Another question is whether the failure to decrypt one event should delay notifying the application of subsequent events. The answer to this depends on how sensitive the application is to the ordering of events. If the application depends on processing events in-order, then it should not be notified of an event until all previous events either have been decrypted or we are reasonably certain that they are undecryptable. However, if the application does not need to process events in-order, we do not need to delay notifying it about decrypted events.
Having the application call a function to decrypt and encrypted event, as we have done here, makes a bit more work for the application, but allows it to make the decision on how to handle decryption failures.
Tests
We will first test that we can successfully decrypt an event if we already have the Megolm session.
@pytest.mark.asyncio
async def test_decrypt_megolm_encrypted_event(mock_aioresponse):
async with client.Client(
storage={
"access_token": "anaccesstoken",
"user_id": "@alice:example.org",
"device_id": "ABCDEFG",
"room_state_tracker": {
"!room_id": {
"m.room.encryption": {
"": ROOM_ENCRYPTION_EVENT,
},
"m.room.member": {
"@alice:example.org": ALICE_ROOM_MEMBERSHIP,
"@bob:example.org": BOB_ROOM_MEMBERSHIP,
},
},
},
},
callbacks={},
base_client_url="https://matrix-client.example.org/_matrix/client/",
) as alice:
async with client.Client(
storage={
"access_token": "anaccesstoken",
"user_id": "@bob:example.org",
"device_id": "HIJKLMN",
},
callbacks={},
base_client_url="https://matrix-client.example.org/_matrix/client/",
) as bob:
{{test decrypt Megolm-encrypted event}}
We first create the device keys and create an outbound Megolm session for Alice to encrypt with.
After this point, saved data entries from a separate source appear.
PR #738, opened 2021-12-09
Couple device enqueue and program scope global variables features.

azabazno:
Some ABIs (for example, clang blocks ABI) may use program scope variables as part of optimization when generating block constructions for blocks without captures/global blocks. Couple device enqueue and program scope global variables to allow such behaviour.

### DIFF
--- a/OpenCL_C.txt
+++ b/OpenCL_C.txt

We then create an inbound Megolm session that Bob will use to decrypt.
(
alice_device_keys,
alice_otks,
alice_device_keys_manager,
) = await _create_device_keys(mock_aioresponse, alice)
(
bob_device_keys,
bob_otks,
bob_device_keys_manager,
) = await _create_device_keys(mock_aioresponse, bob)
# store the device keys so that the device tracker can get them
alice.storage["device_tracker.cache.@alice:example.org"] = bob.storage[
"device_tracker.cache.@alice:example.org"
] = {"device_keys": {"ABCDEFG": alice_device_keys}}
alice.storage["device_tracker.cache.@bob:example.org"] = bob.storage[
"device_tracker.cache.@bob:example.org"
] = {"device_keys": {"HIJKLMN": bob_device_keys}}
alice_room_state_tracker = rooms.RoomStateTracker(alice)
alice_device_tracker = devices.DeviceTracker(alice)
outbound_session = megolm.OutboundMegolmSession(
alice,
"!room_id",
alice_room_state_tracker,
alice_device_tracker,
alice_device_keys_manager,
b"\x00" * 32,
)
[
(bob_device_keys, bob_room_key)
] = await outbound_session.get_session_key_for_sending()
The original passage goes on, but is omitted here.